[Opening Information section]

PR #411, opened 2026-01-27
feat: Stabilize Session Config Options

benbrandt:
Proposing to move this to the Completed stage!

### DIFF
--- a/docs/updates.mdx
+++ b/docs/updates.mdx
@@ -4,6 +4,13 @@ description: Updates and announcements about the Agent Client Protocol
 rss: true
 ---
 
+<Update label="February 4, 2025" tags={["RFD"]}>
+## Session Config Options RFD moves to Completed
+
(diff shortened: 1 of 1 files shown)


chazcb:
@benbrandt would love if you took a quick look at https://github.com/agentclientprotocol/agent-client-protocol/pull/393 and the different config schema there. It might make sense to consolidate the way we define config schemas together.

benbrandt:
@chazcb a few thoughts:

- First: sorry for not doing a full review on that one sooner
- Second: we made session config options possible to add new variants in the future, so I don't think it is at odds
- Third: Session config options has something yours doesn't yet, which is the ability to have a distinction between values and labels, i.e. a unique ID and a user-facing value, but we can address that on your RFD

benbrandt:
OK going to stabilize this!

PR #441, opened 2026-02-02
docs(rfd): Indicate deletes in diffs

anna239:


docs/rfds/diff-delete.mdx
```diff
@@ -0,0 +1,57 @@
...
+
+## Shiny future
+
+> How will things will play out once this feature exists?
+
+It is possible for the agent to distinguish between a deleted file and an empty file.
+
+## Implementation details and plan
+
+> Tell me more about your implementation. What is your detailed implementation plan?
```
yordis, line 58: Could you add an example message representing the usage? 🙏🏻

yordis (commented):
My primary concern are,

## Boolean explosion

If we add `deleted`, Would we add `created`, `renamed`, etc? Are we comfortable turning diff into a growing bag of flags with unclear combinations?

## Explicit operation

Isn’t `deleted` an operation (the file’s post-state) rather than an attribute? Wouldn’t a single kind: `added|modified|deleted` be the more direct representation and closer to how tools like git model it?

## Semantic complexity

What does `deleted=true` actually mean for newText and validation rules? Must `newText` be empty, ignored, or still applied? How do we prevent contradictory payloads like `deleted=true` with non-empty `newText`, or `deleted=false` with `/dev/null-style` semantics later?

benbrandt (commented):
@anna239 let's turn this into the long-awaited new version of diff that supports more info so we can represent stuff like add/delete/move/edit and maybe include stuff like line numbers etc

ignatov:
I think that deleted here is only for the sake of compatibility, as we don't want to have a breaking change for a tiny fix

ignatov:
> @anna239 let's turn this into the long-awaited new version of diff that supports more info so we can represent stuff like add/delete/move/edit and maybe include stuff like line numbers etc

@benbrandt I suppose the can do a tiny non-breaking change and after do some real fixes in the product, after we can start a new wave of discussions towards our shiny feature

anna239:
@benbrandt I don't think there are any. In future if we go with introducing new diff format, it would be nice to support 'file move', but currently it's possible to mimic that with file removed - file added logic

PR #442, opened 2026-02-02
Added remote-session-support.mdx.mdx

anna239:


anna239:
@benbrandt I thought about this and I think we won't be able to abstract away the fact that agent execution doesn't happen on the current machine and that the changed code is not available right away. So I would prefer to keep it more explicit in the protocol

docs/rfds/remote-session-support.mdx
```diff
@@ -0,0 +1,167 @@
...
+- Connection management and lifecycle
+- Server-side implementation details
+
+These concerns will be addressed in separate RFDs.
+
+## Status quo
+
+> How do things work today and what problems does this cause? Why would we change things?
+
+Currently, ACP sessions assume the agent runs locally alongside the client, with direct filesystem access. The agent can read and write files in the user's working directory.
```
benbrandt, line 30: If I understand correctly: this is more about which code the agent should be working on?
Is the code in the `cwd`, or will it have to fetch it?

In this scenario, is it important that the agent knows what to do with this information? Or will there be something in between?

If the agent should, then I guess we need some capabilities. If not, then I wonder if this is somehow better handled by the proxy RFD where something gets a cwd ready for the agent session before calling session/new for the agent?

benbrandt: Basically, I am trying to understand whose responsibility it is to set this thing up which will help me better grasp how this should fit in the protocol

benbrandt: I.e. should this be here? Another method? somewhere else? etc.

alpgul:
I would like to make a specific suggestion for this PR. To eliminate the agent's dependency on a `workdir`, we can move tool management to the client-side.

If we define the MCP (Model Context Protocol) structures on the client and bind them with the agent, the agent can trigger these tools through the client whenever it needs to perform an action. This removes the necessity of hosting the entire project on a remote server, allowing the agent to function in a completely stateless manner, focusing solely on reasoning. This architecture could be more efficient in terms of both data privacy and performance.

anna239:
> If we define the MCP (Model Context Protocol) structures on the client and bind them with the agent, the agent can trigger these tools through the client whenever it needs to perform an action. 

As I see it, the main advantages of remote agent execution are: 
- agent doesn't make changes in your local copy while working, you can do some other things there 
- agent can run for a long time, you don't need to keep your machine running 

Both both these ^^ advantages will be lost if tool calling happens on a client

benbrandt:
Going to go ahead and close this one. I think this feeds into the "orchestrator" concept we still need to figure out, i.e. an entity that can setup agents, rather than requiring every agent to implement this.

PR #447, opened 2026-02-02
Add account-status-method.mdx

anna239:


docs/rfds/account-status-method.mdx
```diff
@@ -0,0 +1,435 @@
...
+#### AccountStatusResponse
+
+All fields are nullable to accommodate different providers that may not support all metrics.
+
+```typescript
+interface AccountStatusResponse {
+  /** Extension metadata */
+  _meta?: Record<string, unknown>;
+
+  /** Credit/balance information */
```
yordis, line 62: From the specification perspective, having all these values feel very specific to a given product mindset.

I wonder, should the spec focus on the messaging spec and allow specific clients to start with `_meta` as a way to send the information they want?

docs/rfds/account-status-method.mdx
```diff
@@ -0,0 +1,435 @@
...
+### Supporting Types
+
+#### CreditsInfo
+
+Information about prepaid credits or account balance.
+
+```typescript
+interface CreditsInfo {
+  /** Remaining credit balance in smallest currency unit (e.g., cents) */
+  remaining?: number | null;
```
josevalim, line 85: How are we going to know how to format it? Some currencies do not have cents, so we would need to import a CLDR library to know exactly how to format them? Or should this be a string? Same as the field below.

docs/rfds/account-status-method.mdx
```diff
@@ -0,0 +1,435 @@
...
+
+  /** Total credits purchased/allocated */
+  total?: number | null;
+
+  /** Currency code (ISO 4217, e.g., "USD") */
+  currency?: string | null;
```
josevalim, line 91: For GitHub, in particular, they do not have currency, but "premium requests", so currency wouldn't work for them ([this same issue exists on SessionUsage too](https://github.com/agentclientprotocol/agent-client-protocol/pull/454)).

docs/rfds/account-status-method.mdx
```diff
@@ -0,0 +1,435 @@
...
+  inputTokens?: number | null;
+
+  /** Total output tokens used */
+  outputTokens?: number | null;
+
+  /** Total requests made */
+  requests?: number | null;
+
+  /** Total cost incurred in smallest currency unit */
+  cost?: number | null;
```
josevalim, line 171: The SessionUsage RFD calls this "amount", perhaps worth aligning?

anna239:
I've looked more into how different agents present your costs and it looks like most of them can only share data about the current session. For the general information they recommend checking account information on the website. This means even if we go forward with this rfd there will be little adoption among the agents. So I'm closing it for now

PR #455, opened 2026-02-04
docs(rfd): Move registry RFD to preview

benbrandt:
Updates the rfd to match the current implementation.


benbrandt:
@ignatov I updated this based on the docs you currently have in the registry but I'd love you to take a look. 
@nikomatsakis before we move to Preview, I'd love to have an idea of what we want to call `extensions` or remove it for now from the RFD/registry spec

ignatov:
we can remove extensions for now, I don't mind, while they're empty, it's not a big deal

PR #467, opened 2026-02-06
fix: use impl IntoOption<Meta> for CancelRequestNotification::meta()

konippi:
`CancelRequestNotification::meta()` was the only builder method across the entire codebase that accepted `Meta` directly instead of `impl IntoOption<Meta>`.


benbrandt (approved):
thank you!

[Closing Information section]

[What is required] Copy out each record from above, exactly.

[Worked solution]
PR #411, opened 2026-01-27
feat: Stabilize Session Config Options

benbrandt:
Proposing to move this to the Completed stage!

### DIFF
--- a/docs/updates.mdx
+++ b/docs/updates.mdx
@@ -4,6 +4,13 @@ description: Updates and announcements about the Agent Client Protocol
 rss: true
 ---
 
+<Update label="February 4, 2025" tags={["RFD"]}>
+## Session Config Options RFD moves to Completed
+
(diff shortened: 1 of 1 files shown)


chazcb:
@benbrandt would love if you took a quick look at https://github.com/agentclientprotocol/agent-client-protocol/pull/393 and the different config schema there. It might make sense to consolidate the way we define config schemas together.

benbrandt:
@chazcb a few thoughts:

- First: sorry for not doing a full review on that one sooner
- Second: we made session config options possible to add new variants in the future, so I don't think it is at odds
- Third: Session config options has something yours doesn't yet, which is the ability to have a distinction between values and labels, i.e. a unique ID and a user-facing value, but we can address that on your RFD

benbrandt:
OK going to stabilize this!

PR #441, opened 2026-02-02
docs(rfd): Indicate deletes in diffs

anna239:


docs/rfds/diff-delete.mdx
```diff
@@ -0,0 +1,57 @@
...
+
+## Shiny future
+
+> How will things will play out once this feature exists?
+
+It is possible for the agent to distinguish between a deleted file and an empty file.
+
+## Implementation details and plan
+
+> Tell me more about your implementation. What is your detailed implementation plan?
```
yordis, line 58: Could you add an example message representing the usage? 🙏🏻

yordis (commented):
My primary concern are,

## Boolean explosion

If we add `deleted`, Would we add `created`, `renamed`, etc? Are we comfortable turning diff into a growing bag of flags with unclear combinations?

## Explicit operation

Isn’t `deleted` an operation (the file’s post-state) rather than an attribute? Wouldn’t a single kind: `added|modified|deleted` be the more direct representation and closer to how tools like git model it?

## Semantic complexity

What does `deleted=true` actually mean for newText and validation rules? Must `newText` be empty, ignored, or still applied? How do we prevent contradictory payloads like `deleted=true` with non-empty `newText`, or `deleted=false` with `/dev/null-style` semantics later?

benbrandt (commented):
@anna239 let's turn this into the long-awaited new version of diff that supports more info so we can represent stuff like add/delete/move/edit and maybe include stuff like line numbers etc

ignatov:
I think that deleted here is only for the sake of compatibility, as we don't want to have a breaking change for a tiny fix

ignatov:
> @anna239 let's turn this into the long-awaited new version of diff that supports more info so we can represent stuff like add/delete/move/edit and maybe include stuff like line numbers etc

@benbrandt I suppose the can do a tiny non-breaking change and after do some real fixes in the product, after we can start a new wave of discussions towards our shiny feature

anna239:
@benbrandt I don't think there are any. In future if we go with introducing new diff format, it would be nice to support 'file move', but currently it's possible to mimic that with file removed - file added logic

PR #442, opened 2026-02-02
Added remote-session-support.mdx.mdx

anna239:


anna239:
@benbrandt I thought about this and I think we won't be able to abstract away the fact that agent execution doesn't happen on the current machine and that the changed code is not available right away. So I would prefer to keep it more explicit in the protocol

docs/rfds/remote-session-support.mdx
```diff
@@ -0,0 +1,167 @@
...
+- Connection management and lifecycle
+- Server-side implementation details
+
+These concerns will be addressed in separate RFDs.
+
+## Status quo
+
+> How do things work today and what problems does this cause? Why would we change things?
+
+Currently, ACP sessions assume the agent runs locally alongside the client, with direct filesystem access. The agent can read and write files in the user's working directory.
```
benbrandt, line 30: If I understand correctly: this is more about which code the agent should be working on?
Is the code in the `cwd`, or will it have to fetch it?

In this scenario, is it important that the agent knows what to do with this information? Or will there be something in between?

If the agent should, then I guess we need some capabilities. If not, then I wonder if this is somehow better handled by the proxy RFD where something gets a cwd ready for the agent session before calling session/new for the agent?

benbrandt: Basically, I am trying to understand whose responsibility it is to set this thing up which will help me better grasp how this should fit in the protocol

benbrandt: I.e. should this be here? Another method? somewhere else? etc.

alpgul:
I would like to make a specific suggestion for this PR. To eliminate the agent's dependency on a `workdir`, we can move tool management to the client-side.

If we define the MCP (Model Context Protocol) structures on the client and bind them with the agent, the agent can trigger these tools through the client whenever it needs to perform an action. This removes the necessity of hosting the entire project on a remote server, allowing the agent to function in a completely stateless manner, focusing solely on reasoning. This architecture could be more efficient in terms of both data privacy and performance.

anna239:
> If we define the MCP (Model Context Protocol) structures on the client and bind them with the agent, the agent can trigger these tools through the client whenever it needs to perform an action. 

As I see it, the main advantages of remote agent execution are: 
- agent doesn't make changes in your local copy while working, you can do some other things there 
- agent can run for a long time, you don't need to keep your machine running 

Both both these ^^ advantages will be lost if tool calling happens on a client

benbrandt:
Going to go ahead and close this one. I think this feeds into the "orchestrator" concept we still need to figure out, i.e. an entity that can setup agents, rather than requiring every agent to implement this.

PR #447, opened 2026-02-02
Add account-status-method.mdx

anna239:


docs/rfds/account-status-method.mdx
```diff
@@ -0,0 +1,435 @@
...
+#### AccountStatusResponse
+
+All fields are nullable to accommodate different providers that may not support all metrics.
+
+```typescript
+interface AccountStatusResponse {
+  /** Extension metadata */
+  _meta?: Record<string, unknown>;
+
+  /** Credit/balance information */
```
yordis, line 62: From the specification perspective, having all these values feel very specific to a given product mindset.

I wonder, should the spec focus on the messaging spec and allow specific clients to start with `_meta` as a way to send the information they want?

docs/rfds/account-status-method.mdx
```diff
@@ -0,0 +1,435 @@
...
+### Supporting Types
+
+#### CreditsInfo
+
+Information about prepaid credits or account balance.
+
+```typescript
+interface CreditsInfo {
+  /** Remaining credit balance in smallest currency unit (e.g., cents) */
+  remaining?: number | null;
```
josevalim, line 85: How are we going to know how to format it? Some currencies do not have cents, so we would need to import a CLDR library to know exactly how to format them? Or should this be a string? Same as the field below.

docs/rfds/account-status-method.mdx
```diff
@@ -0,0 +1,435 @@
...
+
+  /** Total credits purchased/allocated */
+  total?: number | null;
+
+  /** Currency code (ISO 4217, e.g., "USD") */
+  currency?: string | null;
```
josevalim, line 91: For GitHub, in particular, they do not have currency, but "premium requests", so currency wouldn't work for them ([this same issue exists on SessionUsage too](https://github.com/agentclientprotocol/agent-client-protocol/pull/454)).

docs/rfds/account-status-method.mdx
```diff
@@ -0,0 +1,435 @@
...
+  inputTokens?: number | null;
+
+  /** Total output tokens used */
+  outputTokens?: number | null;
+
+  /** Total requests made */
+  requests?: number | null;
+
+  /** Total cost incurred in smallest currency unit */
+  cost?: number | null;
```
josevalim, line 171: The SessionUsage RFD calls this "amount", perhaps worth aligning?

anna239:
I've looked more into how different agents present your costs and it looks like most of them can only share data about the current session. For the general information they recommend checking account information on the website. This means even if we go forward with this rfd there will be little adoption among the agents. So I'm closing it for now

PR #455, opened 2026-02-04
docs(rfd): Move registry RFD to preview

benbrandt:
Updates the rfd to match the current implementation.


benbrandt:
@ignatov I updated this based on the docs you currently have in the registry but I'd love you to take a look. 
@nikomatsakis before we move to Preview, I'd love to have an idea of what we want to call `extensions` or remove it for now from the RFD/registry spec

ignatov:
we can remove extensions for now, I don't mind, while they're empty, it's not a big deal

PR #467, opened 2026-02-06
fix: use impl IntoOption<Meta> for CancelRequestNotification::meta()

konippi:
`CancelRequestNotification::meta()` was the only builder method across the entire codebase that accepted `Meta` directly instead of `impl IntoOption<Meta>`.


benbrandt (approved):
thank you!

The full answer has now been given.